Ad particle (viral particle [VP]) concentrations were determined spectrophotometrically by measuring the optical density at 260 nm (OD260). Infectious titers (IU/ml) of progeny viruses were determined by limiting dilution assay on 293 cells. Briefly, tenfold serially diluted virus was used to infect exponentially growing 293 cells in 96-well plates. At 48 hours postinfection, GFP-positive cells were counted under a fluorescence microscope. The infectious titer was calculated as the average number of GFP-positive cells per well×dilution factor/volume of virus suspension per well. The multiplicity of infection (MOI) was calculated from particle titer. The VP/IU ratio was 20:1 for all virus preparations.

Virus growth curve.

293 or T84 cells seeded in 24-well plates were infected with mu- or wt-Ad3GFP in a volume of 0.5 ml DMEM per well at indicated MOIs.

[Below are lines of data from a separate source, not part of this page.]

PR #769, opened 2022-01-11
fix: isBrowser false positives

AaronO:
Feature detect against `document` instead of `window` to avoid false positives in environments like Deno that define a `window` global but no `document`


huozhi:
Hi @AaronO could you provide an example that how you use styled-jsx with deno?

PR #770, opened 2022-01-14
perf: Pre-compile dependencies to reduce install size/time

ijjk:
This moves all dependencies to `devDependencies` by pre-compiling with `ncc` to reduce the install size and time. 

Before: `2.5M	styled-jsx-pre-ncc/node_modules`
After: `904K	styled-jsx-post-ncc/node_modules`

This removes 17 nested dependencies.

x-ref: https://github.com/vercel/next.js/pull/32742

### DIFF
--- a/.gitignore
+++ b/.gitignore
@@ -3,6 +3,7 @@ node_modules
 
 # build output
 dist
+out
 
 # logs
 npm-debug.log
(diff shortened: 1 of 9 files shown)


huozhi (approved):
🚀

huozhi:
We might can also get rid of the warning of styled-jsx when install next.js, since babel plugin is not a dep anymore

Two hours later, viruses-containing media were removed. The cells were cultivated in 0.75 ml fresh DMEM plus 2% FBS per well. At indicated intervals, cells together with culture media were collected and frozen at −80°C. After all culture plates were collected, the samples were subjected to three cycles of freeze-and-thaw. The lysates were clarified by centrifugation at 12000 g for 2 minutes, and the supernatants were titrated by limiting dilution assay on 293 cells.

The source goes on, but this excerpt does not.